New clinics in Australia help ice addicts get lives back on track

By Expat98 · Jun 20, 2008 ·
  1. Expat98
    Clinics to help ice users get lives back on track

    Chris Johnston
    June 21, 2008

    PSYCHOLOGIST Michael Inglis remembers the moment five years ago. The drug ice was certainly around then, but not prominent. There were no headlines announcing "The New Ice Age" yet.

    Inglis was counselling a heroin addict who told him he had started shooting up another drug; he had "switched". The new one was totally different. It was cheap and easy to get. Without taking too much, you could be up for days, hugely confident and full of energy. Like speed, but bionic.

    "This guy was a hard-core street-user in the know," said Mr Inglis. "We had heard about ice before. But he said to me, 'This is going to be the big drug in Australia in five years. You wait. It's gonna take over.' "

    The addict's street knowledge was spot on. Ice — or crystal methamphetamine — is the "big" drug now. The rate of crystal methamphetamine use in Australia, with an estimated 73,000 addicts, is among the highest in the world, despite use declining slightly very recently.

    On Monday, Melbourne's first specialist ice clinics open in Fitzroy and St Kilda. There is also one in Sydney and one in Newcastle. Both the Melbourne clinics will be run by Turning Point Alcohol and Drug Centre, funded by $750,000 from the Federal Attorney-General's department's Proceeds of Crime pool.

    Mr Inglis will work at the Fitzroy clinic as a psychologist. In a sense, he has "switched" as well.
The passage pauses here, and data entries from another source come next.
PR #1106, opened 2023-08-24
Add initial basic load testing

### LINKED ISSUE #1095: Add Load Testing

skovati:
* **Tickets addressed:** closes #1095 
* **Review:** By commit  

## Description
Adds basic load tests using [k6](https://k6.io/), an industry standard load testing tool. This PR is meant as a starting point, i.e. setting up the initial testing infrastructure and automation, so that more specific load tests can be easily added.

Currently spins up 10-20 users who create plans and activities and run simulations. Results are uploaded as JSON for further (trending) analysis, as well as visualized as HTML using [xk6-dashboard](https://github.com/grafana/xk6-dashboard).

The following "scenarios" are run in parallel, with ~20 (virtual) users running each scenario:
 - `query_missions`, simple GraphQL query getting existing missions
 - `insert_plans`, randomly inserts new plans
 - `insert_random_activities`, randomly inserts new activities
 - `insert_targeted_activities`, inserts activities into `plan_id` 1, to generate a large plan
 - `run_targeted_simulations`, runs simulations on random (mostly sparse) plans
 - `run_targeted_simulations`, runs a handful of simulations on our artifically large plan 

Additional scenarios can be added as we expand our load-testing of `aerie`.

The main quirk of k6 is that it uses [goja](https://github.com/dop251/goja) to execute javascript tests, which means it is not compatible with our existing playwright-based e2e tests.

## Verification
The new load testing workflow will fail if thresholds aren't met, as defined here:
https://github.com/NASA-AMMOS/aerie/blob/90325e75518d9741113d9ba43ca77e766b80f4b3/load-tests/src/load-test.ts#L100-L104

## Documentation
Added a `README.md` as well as inline docs to help users run and write tests.

## Future work
- Long-term, trending analysis of load testing results, e.g. "are simulations taking longer with this new feature"
- Track custom metrics, e.g. "simulation time"
- Storing load test run info in a long-term datastore (e.g. [prometheus](https://prometheus.io/)) and [grafana](https://grafana.com/)

### DIFF
--- a/.github/workflows/load-test.yml
+++ b/.github/workflows/load-test.yml
@@ -1,0 +1,58 @@
+name: Load Test
+
+on:
+  workflow_dispatch:
+
+env:
+  AERIE_USERNAME: "aerie"
+  AERIE_PASSWORD: "aerie"
+  HASURA_GRAPHQL_ADMIN_SECRET: "aerie"
+  HASURA_GRAPHQL_JWT_SECRET: '{ "type": "HS256", "key": "oursupersecretsupersecurekey1234567890" }'
+  POSTGRES_USER: "postgres"
+  POSTGRES_PASSWORD: "postgres"
+
+jobs:
+  load-test:
+    runs-on: ubuntu-latest
+    environment: load-test
+    steps:
+      - name: Checkout Repo
+        uses: actions/checkout@v3
+      - name: Setup Java
+        uses: actions/setup-java@v3
+        with:
+          distribution: "temurin"
+          java-version: "19"
+      - name: Validate Gradle Wrapper
+        uses: gradle/wrapper-validation-action@v1
+      - name: Setup Gradle
+        uses: gradle/gradle-build-action@v2
+      - name: Assemble
+        run: ./gradlew assemble --parallel
+      - name: Start Services
+        run: |
+          docker compose up -d --build --quiet-pull
+          docker images
+          docker ps -a
+      - name: Sleep for 1 min
+        shell: bash
+        run: sleep 1m
+      - name: Run load test
+        run: |
+          cd load-tests
+          ./load-test.sh
+      - name: Upload Load Test Results
+        if: always()
+        uses: actions/upload-artifact@v3
+        with:
+          name: Load Test Results
+          path: "**/load-tests/load-report.*"
+      - name: Stop Services
+        if: always()
+        run: |
+          docker ps -a
+          docker compose down
+          docker ps -a
+      - name: Prune
+        if: always()
+        run: docker volume prune -fa
--- a/load-tests/.dashboard.js
+++ b/load-tests/.dashboard.js
@@ -1,0 +1,28 @@
+function chartTimings(metric, title) {
+  return {
+    id: metric,
+    title: title,
+    series: {
+      [`${metric}_trend_avg`]: { label: 'avg', width: 2, format: 'duration' },
+      [`${metric}_trend_p(90)`]: { label: 'p(90)', format: 'duration' },
+      [`${metric}_trend_p(95)`]: { label: 'p(95)', format: 'duration' }
+    },
+    axes: [{}, {format: 'duration'}, { side: 1, format: 'duration' }],
+    height: 224
+  }
+}
+
+const customTab = {
+    id: `custom_snapshot`,
+    title: `Custom Metrics`,
+    event: "snapshot",
+    charts: [
+      chartTimings('effective_arg_duration', 'Effective Argument Request Duration'),
+    ],
+    report: true,
+    description: 'Example tab displaying custom metrics'
+};
+
+defaultConfig.tabs.push(customTab);
+
+export default defaultConfig;
--- a/load-tests/src/load-test.ts
+++ b/load-tests/src/load-test.ts
@@ -1,0 +1,285 @@
+import http from 'k6/http';
+import { sleep, check } from 'k6';
+import { Trend } from 'k6/metrics';
+import { Options } from 'k6/options';
+import { req } from './requests';
+import gql from '../../e2e-tests/src/utilities/gql';
+import * as urls from '../../e2e-tests/src/utilities/urls';
+
+// Besides the default metrics k6 records, we can define our own statistics and manually add data points to them
+const effective_args_duration = new Trend('effective_arg_duration', true);
+
+type VUSharedData = {
+  token: string
+};
+
+// The options object configures our overall load test
+// https://k6.io/docs/using-k6/k6-options/reference
+export const options: Options = {
+  // The following scenarios are defined, which all run in parallel
+  scenarios: {
+    insert_plans: {
+      // This defines the function that this scenario will run
+      exec: 'insert_plans',
+
+      // "VUs" (virtual users) are threads that run the function we referenced above in a loop, simulating real users.
+      // Pre-allocating VUs simply saves on run-time resources
+      preAllocatedVUs: 50,
+
+      // When the executor is `ramping-arrival-rate`, the stages define the number of requests
+      // per second we want to target. The k6 scheduler will then automatically scale the number of VUs
+      // in order to hit that desired rate
+
+      // https://k6.io/docs/using-k6/scenarios/executors/
+      executor: 'ramping-arrival-rate',
+      stages: [
+        // Start 10 iterations per second for the first 30 seconds,
+        { target: 10, duration: '30s' },
+        // Then, linearly scale up to 50 iterations/second for a minute,
+        { target: 50, duration: '1m' },
+        // Then scale down again over 30 seconds.
+        { target: 10, duration: '30s' },
+      ],
+    },
+
+    insert_random_activities: {
+      exec: 'insert_random_activities',
+      executor: 'ramping-arrival-rate',
+      // This scenario will only start after 5 seconds, allowing plans to populate first
+      startTime: "5s",
+      preAllocatedVUs: 50,
+      stages: [
+        { target: 10, duration: '30s' },
+        { target: 50, duration: '1m' },
+        { target: 10, duration: '30s' },
+      ],
+    },
+
+    insert_targeted_activities: {
+      exec: 'insert_targeted_activities',
+      // Here we use a different executor, which keeps VUs constant, running as many iterations as
+      // possible for a given duration
+      executor: 'constant-vus',
+      startTime: '5s',
+      vus: 50,
+      duration: '30s'
+    },
+
+    run_targeted_simulations: {
+      exec: 'run_targeted_simulations',
+      startTime: '1m',
+      executor: 'constant-vus',
+      vus: 2,
+      duration: "30s"
+    },
+
+    run_random_simulations: {
+      exec: 'run_random_simulations',
+      startTime: '10s',
+      executor: 'ramping-arrival-rate',
+      preAllocatedVUs: 10,
+      stages: [
+        { target: 5, duration: '30s' },
+        { target: 10, duration: '1m' },
+        { target: 5, duration: '30s' },
+      ],
+    },
+
+    get_effective_args: {
+      exec: 'get_effective_args',
+      executor: 'ramping-arrival-rate',
+      preAllocatedVUs: 10,
+      stages: [
+        { target: 5, duration: '30s' },
+        { target: 10, duration: '1m' },
+        { target: 5, duration: '30s' },
+      ],
+    },
+  },
+
+  // If the statistics of the load test fall below the following threshold, it with exit with a nonzero exit code
+  thresholds: {
+    http_req_failed: ['rate<0.01'], // http errors should be less than 1%
+    http_req_duration: ['p(50)<200', 'p(95)<1000'], // 50% below 200ms, 95% of requests should be below 1000ms
+  },
+};
+
+const plan_start_timestamp = '2021-001T00:00:00.000';
+const jar = open('./banananation.jar', 'b');
+const username = "load-tester";
+// this randomness is run once per VU
+const rd = Math.random() * 10000;
+
+// `setup()` runs once per k6 instance, and sets up a shared mission model for all VUs
+// VUSharedData is a custom type we return from the `setup()` function
+// This data is then accessible as an argument for other load testing functions
+export function setup(): VUSharedData {
+
+  const user = req.login(username);
+  const token = user.token;
+
+  check(user, {
+    'user has correct name': (user) => user.id === username
+  });
+
+  // upload banananation jar
+  const file = {
+    type: "application/java-archive",
+    file: http.file(jar)
+  };
+
+  const res = http.post(`${urls.GATEWAY_URL}/file`, file);
+
+  check(res, {
+    'is status 200': (r) => r.status === 200,
+  });
+
+  const jar_data = res.json();
+  const jar_id  = jar_data.id;
+
+  check(jar_id, {
+    "valid id": (id) => Number.isInteger(id)
+  });
+
+  // create mission model
+  const modelInput: MissionModelInsertInput = {
+    jar_id,
+    mission: "aerie-load-test" + rd,
+    name: "Banananation (load-test)"+rd,
+    version: "0.0.0"+ rd,
+  };
+
+  const model_resp = req.hasura(gql.CREATE_MISSION_MODEL, {model: modelInput}, token, username);
+  const model_data = model_resp.json("data");
+  check(model_data, {
+    "model id is valid": (data) => Number.isInteger(data.insert_mission_model_one.id)
+  });
+
+  sleep(2);
+
+  return {
+    token
+  };
+}
+
+export function insert_plans(data: VUSharedData) {
+  const { token } = data;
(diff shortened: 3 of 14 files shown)


JoelCourtney:
👀

.github/workflows/load-test.yml
```diff
@@ -0,0 +1,76 @@
...
+      - v*
+  workflow_dispatch:
+
+env:
+  AERIE_USERNAME: "aerie"
+  AERIE_PASSWORD: "aerie"
+  HASURA_GRAPHQL_ADMIN_SECRET: "aerie"
+  HASURA_GRAPHQL_JWT_SECRET: '{ "type": "HS256", "key": "oursupersecretsupersecurekey1234567890" }'
+  POSTGRES_USER: "postgres"
+  POSTGRES_PASSWORD: "postgres"
```
Mythicaeda, line 12: Why isn't this using the e2e-test env?

.github/workflows/load-test.yml
```diff
@@ -0,0 +1,76 @@
...
+      - name: Run load test
+        run: |
+          cd load-tests
+          ./load-test.sh
+      - name: Upload Load Test Results
+        if: always()
+        uses: actions/upload-artifact@v3
+        with:
+          name: Load Test Results
+          path: "**/load-tests/load-report.*"
```
Mythicaeda, line 49: Minor: Does `./load-test.sh` return a non-0 exit code and produce output if the tests don't pass? If no, `if: success()` would make more sense, since we would only have test results to upload in the `success()` case.

load-tests/src/requests.ts
```diff
@@ -0,0 +1,32 @@
...
+  hasura(
+    query: string,
+    variables: JSONObject,
+    token: string,
+    username: string): JSONValue {
+
+    const headers = {
+      'Authorization': `Bearer ${token}`,
+      'Content-Type': 'application/json',
+      'x-hasura-admin-secret': 'aerie',
```
Mythicaeda: Major: the inclusion of this header means that the `Authorization` header will be ignored.

load-tests/src/load-test.ts
```diff
@@ -0,0 +1,284 @@
...
+      plan {
+        id
+      }
+    }
+  `;
+
+  const data = req.hasura(query, {}, token, username);
+  const { plan } = data;
+  const ids: number[] = plan;
+  const random_id = ids[Math.floor(Math.random() * ids.length)];
```
Mythicaeda: This line seems dangerous in the case that `plan` is empty (ie: there are no plans), as the code will try to get index 0 of `ids`, which is empty.

load-tests/src/load-test.ts
```diff
@@ -0,0 +1,284 @@
...
+    http_req_failed: ['rate<0.01'], // http errors should be less than 1%
+    http_req_duration: ['p(90)<200', 'p(95)<1000'], // 90% below 200ms, 95% of requests should be below 1000ms
+  },
+};
+
+const plan_start_timestamp = '2021-001T00:00:00.000';
+const jar = open('./banananation.jar', 'b');
+
+const rd = Math.random() * 10000;
+const username = "q";
```
Mythicaeda: Minor: this user needs a more meaningful name than "q", ie: "loadTester", "aerieTester", etc. 

Additionally, we discussed potentially making the VUsers log in when theyre created rather than once as a setup step.

load-tests/src/load-test.ts
```diff
@@ -0,0 +1,284 @@
...
+  `;
+
+  const data = req.hasura(query, {}, token, username);
+  const { plan } = data;
+  const ids: number[] = plan;
+  const random_id = ids[Math.floor(Math.random() * ids.length)];
+
+  if (random_id) {
+    const id = random_id.id;
+    const resp = req.hasura(gql.SIMULATE, {plan_id: id}, token, username);
```
Mythicaeda: This oughta be updated to check that `resp` contains a `simulationDatasetId` to assert that the rq was made.

load-tests/src/load-test.ts
```diff
@@ -0,0 +1,282 @@
+import http from 'k6/http';
+import { sleep, check, group } from 'k6';
+import { Options } from 'k6/options';
+import { req } from './requests';
+import gql from '../../e2e-tests/src/utilities/gql';
+import * as urls from '../../e2e-tests/src/utilities/urls';
+
+export const options: Options = {
+  scenarios: {
```
Mythicaeda: Reminder: Docs were requested, most importantly here a note that these scenarios run in parallel.

load-tests/src/load-test.ts
```diff
@@ -0,0 +1,282 @@
...
+      executor: 'ramping-arrival-rate',
+      exec: 'run_random_simulations',
+      maxVUs: 1000,
+      preAllocatedVUs: 50,
+      stages: [
+        { target: 5, duration: '30s' },
+        { target: 20, duration: '1m' },
+        { target: 5, duration: '30s' },
+      ],
+    }
```
Mythicaeda: These tests need to be staggered to start after `upload_plans` has started, so that they have plans to work with.

load-tests/src/load-test.ts
```diff
@@ -0,0 +1,282 @@
...
+      executor: 'ramping-arrival-rate',
+      exec: 'query_missions',
+      maxVUs: 1000,
+      preAllocatedVUs: 50,
+      stages: [
+        { target: 5, duration: '30s' },
+        { target: 10, duration: '1m' },
+        { target: 5, duration: '30s' },
+      ],
+    },
```
Mythicaeda: Reminder: This test is not meaningful, as it tests Hasura's responsiveness, which we're not responsible for.

load-tests/src/load-test.ts
Mythicaeda, line 20: Reminder: Additional Scenarios hitting the `ValidateArgs` and `GetEffectiveArgs` Endpoints were requested

Mythicaeda (changes requested):

.github/workflows/load-test.yml
skovati: To avoid collision of test runs / results, load testing was moved to a new namespaced environment. This required redefining environment variables here or creating new secrets in the repo settings, since env vars are separated per environment in GH Actions.

.github/workflows/load-test.yml
skovati: Yes it does! If the statistics fail the thresholds defined in the test options, the load test will exit nonzero, but test results should still be uploaded.

.github/workflows/load-test.yml
Mythicaeda: > To avoid collision of test runs / results, load testing was moved to a new namespaced environment.

Can you clarify this? I'm not very familiar with GH environments.

load-tests/src/load-test.ts
skovati: In that case, `random_id` will be `undefined` which we check for in the next line.

load-tests/src/load-test.ts
```diff
@@ -0,0 +1,282 @@
...
+        biteSize: 1,
+      },
+      plan_id: 1,
+      type: 'BiteBanana',
+      start_offset: random_seconds_offset + 's',
+  };
+
+  const resp = req.hasura(gql.CREATE_ACTIVITY_DIRECTIVE, {activityDirectiveInsertInput: input}, token, username);
+
+  sleep(Math.random() * 5);
```
Mythicaeda: What are these `sleep` statements for?

load-tests/src/load-test.ts
Mythicaeda: Can you alter the if statement so that if `ids` is empty, the method returns prior to setting `random_id`? That is actually what's being checked with `if(random_id)`

.github/workflows/load-test.yml
skovati: Our e2e-test results currently show up under the [`e2e-test` deployment environment results](https://github.com/NASA-AMMOS/aerie/deployments/e2e-test), since we use the `e2e-test` environment in `test.yml`. I figured namespacing the load tests into a new environment would make sense to avoid the confusion of different test results showing up in the same section.

Unfortunately, the secret env vars we defined for `e2e-test` are scoped to that specific GH environment, so I had to redefine them here.

load-tests/src/requests.ts
skovati: Good catch, this has been removed

load-tests/src/requests.ts
```diff
@@ -0,0 +1,87 @@
...
+        variables
+    });
+
+    const response = http.post(`${urls.HASURA_URL}/v1/graphql`, body, { headers });
+
+    if (response.status !== 200) {
+      console.log(response);
+    }
+
+    return response;
```
Mythicaeda: [By specification, Hasura will always return a 200, even if the request failed.](https://github.com/hasura/graphql-engine/issues/3571) I think we should be able to check the response for an `errors` field, however.

load-tests/src/load-test.ts
skovati: I've refactored this logic a bit, and I think I address your issue now.

load-tests/src/load-test.ts
skovati: Username change has been made.

load-tests/src/load-test.ts
skovati: done!

load-tests/src/load-test.ts
skovati: Added a sprinkling of inline docs, I'll write up a full README additionally.

load-tests/src/load-test.ts
skovati: I've added start time offsets to these scenarios 👍

load-tests/src/load-test.ts
skovati: I've removed this test, and replaced it with one hitting `/getActivityEffectiveArgumentsBulk`

load-tests/src/load-test.ts
skovati: I've added a `GetEffectiveArgs` test.

load-tests/src/load-test.ts
skovati: These have been removed, it was a misunderstanding of mine adding them in the first place, since the `k6` scheduler will automatically run iterations as fast as is defined in the `scenarios`.

load-tests/src/requests.ts
skovati: Good call, I am checking the `response.errors` field now.

load-tests/src/load-test.ts
```diff
@@ -0,0 +1,273 @@
...
+      // When the executor is `ramping-arrival-rate`, the stages define the number of requests
+      // per second we want to target. The k6 scheduler will then automatically scale the number of VUs
+      // in order to hit that desired rate
+
+      // https://k6.io/docs/using-k6/scenarios/executors/
+      executor: 'ramping-arrival-rate',
+      stages: [
+        // Start 10 iterations per second for the first 30 seconds,
+        { target: 10, duration: '30s' },
+        // Then, linearly scale up to 100 iterations/second for a minute,
```
Mythicaeda: Minor, typo:
```suggestion
        // Then, linearly scale up to 50 iterations/second for a minute,
```

load-tests/src/load-test.ts
```diff
@@ -0,0 +1,273 @@
...
+export function setup(): VUSharedData {
+
+  const user = req.login(username);
+  const token = user.token;
+
+  check(user, {
+    'user has correct name': (user) => user.id === username
+  });
+
+  sleep(1);
```
Mythicaeda: What are the sleeps in this function for?

load-tests/src/load-test.ts
Mythicaeda: I'll let you resolve this one when you feel you're finished with the docs, but thank you for the detailed inline docs!

load-tests/src/load-test.ts
Mythicaeda: I don't feel like my issue has been addressed, as my concern was how selecting the 0th element of an empty array meaning that we get an `undefined` wasn't clear, especially to primarily Java developers, where the expectation is an exception. In fact, I feel it may be worse, as the refactor now selects a property of an `undefined` object, which actually _will_ throw an exception. Additionally, `number` doesn't have properties, so there are some typing errors going on in these lines:

```ts
const data = resp.json("data");
const plan_ids: number[] = data.plan;
const random_id = plan_ids[Math.floor(Math.random() * plan_ids.length)].id;
```

An example of the errors I'm referring to can be found by attempting to run this snippet in the [Typescript Playground](https://www.typescriptlang.org/play), which is a simplification of the above three lines. 
```ts
const emptyList: number[] = []
const vary = emptyList[0].id;
console.log(vary)
```

load-tests/src/load-test.ts
```diff
@@ -0,0 +1,273 @@
...
+        // Then scale down again over 30 seconds.
+        { target: 10, duration: '30s' },
+      ],
+    },
+
+    insert_random_activities: {
+      exec: 'insert_random_activities',
+      executor: 'ramping-arrival-rate',
+      // This scenario will only start after 10 seconds, allowing plans to populate first
+      startTime: "10s",
```
Mythicaeda: Minor, nonblocking: Should this be `5s` to match with the delay on `insert_targeted_activities`?

load-tests/.dashboard.js
Mythicaeda, line 1: Are there any docs on how to make/edit this file?

load-tests/src/load-test.ts
```diff
@@ -0,0 +1,273 @@
...
+        { target: 10, duration: '1m' },
+        { target: 5, duration: '30s' },
+      ],
+    },
+  },
+
+  // If the statistics of the load test fall below the following threshold, it with exit with a nonzero exit code
+  thresholds: {
+    http_req_failed: ['rate<0.01'], // http errors should be less than 1%
+    http_req_duration: ['p(50)<200', 'p(95)<1000'], // 90% below 400ms, 95% of requests should be below 1000ms
```
Mythicaeda: Minor, non-blocking: Clarity:
```suggestion
    http_req_duration: ['p(50)<200', 'p(95)<1000'], // 50% of requests should take less than 200ms, 95% less than 1000ms
```

Although you force-pushed changed this threshold so that half our queries need to be below 200ms. Can you clarify why this was necessary?

load-tests/src/load-test.ts
Mythicaeda: This also needs to be done on `run_targeted_simulations`

load-tests/src/load-test.ts
skovati: These are inspired from some of the e2e-tests, where we sleep to ensure merlin has enough time to generate the mission model.

load-tests/.dashboard.js
skovati: Working on it in the readme!

load-tests/src/load-test.ts
skovati: Just trial and error finding a decent load for our github actions. These numbers can (and probably should) be changed when running heavier tests locally, but are intentionally lax for these automated tests.

Mythicaeda: > Just trial and error finding a decent load for our github actions. 

Do we get slower responses in GH actions?

> These numbers can (and probably should) be changed when running heavier tests locally, but are intentionally lax for these automated tests.

Is this statement in the upcoming README? If not, then either there or above where these thresholds are in the code would be a good place to document this expectation.

load-tests/src/load-test.ts
skovati: Done!

load-tests/src/load-test.ts
skovati: Good catch!

load-tests/src/load-test.ts
skovati: Change has been made

load-tests/src/load-test.ts
skovati: I've added checks to catch several different errors now, which will show up in our statistics, rather than placing several `if === undefined` in the test functions themselves. I.e. we _want_ to fail loud in these scenarios, not gracefully handle errors.

How is the `number[]` type cast an error?

Mythicaeda: > I've added checks to catch several different errors now, which will show up in our statistics, rather than placing several if === undefined in the test functions themselves

I believe when I wrote this comment there were `!== undefined` checks in the test functions. The current error catching is good 👍 

> How is the `number[]` type cast an error?

This bit:

```ts
const random_plan = plan_ids[...];
return random_plan.id;
```

`plan_ids` is defined as `number[]` (which isn't the type of `data.plan`), which means that `random_plan` is of type `number`. The type `number` has no properties. Therefore, the fact that the code accesses the `.id` property of`random_plan` means that it isn't actually a `number`.

skovati: Ah duh... been starting at this code too long.

Mythicaeda (approved):
LGTM!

Where in the past he counselled mainly heroin addicts, he is now dealing with ice addicts

    Federal Home Affairs Minister Bob Debus told The Age that ice addiction was a "significant threat" and "a serious problem for the community". It "affects families, health workers and police who often have to deal with highly agitated and violent people".

    He said the clinics — which offer unique treatment and withdrawal methods and will release research based on what they find — would "help users get their lives back on track". The State Government last year pledged $14 million to the issue.

    State Minister for Mental Health Lisa Neville said the campaign included a booklet called What parents should know about ice, which had been distributed through schools to parents of all Victorian students in years 10-12.

    Drug counsellors say that ice is used by a broad cross-section of people. The majority tend to have full-time jobs, close relationships and disposable income, according to police, ambulance and hospital data used by Turning Point in setting up their clinics.

    The clinics look just like a GP's consulting room, but they are specifically for ice users. They will each have a psychologist, psychiatrist, doctor, nurse and counsellor. The nurse would act as a triage point. The psychiatrist would medicate users who were out of control.

    Australian Crime Commission figures released this month show that seizures of "amphetamine-type stimulants", of which crystal methamphetamine is one, increased by 25% in 2006-07 from the year before, but that "significant" amounts of chemicals used to make the drug were still detected at airports, postal points and seaports.

    So far this year, Victoria Police have detected 35 clandestine laboratories used for making crystal methamphetamine.

    But Detective Senior Sergeant Steve McIntyre, of the clandestine laboratory squad, said that purity of the drug on the streets was increasing.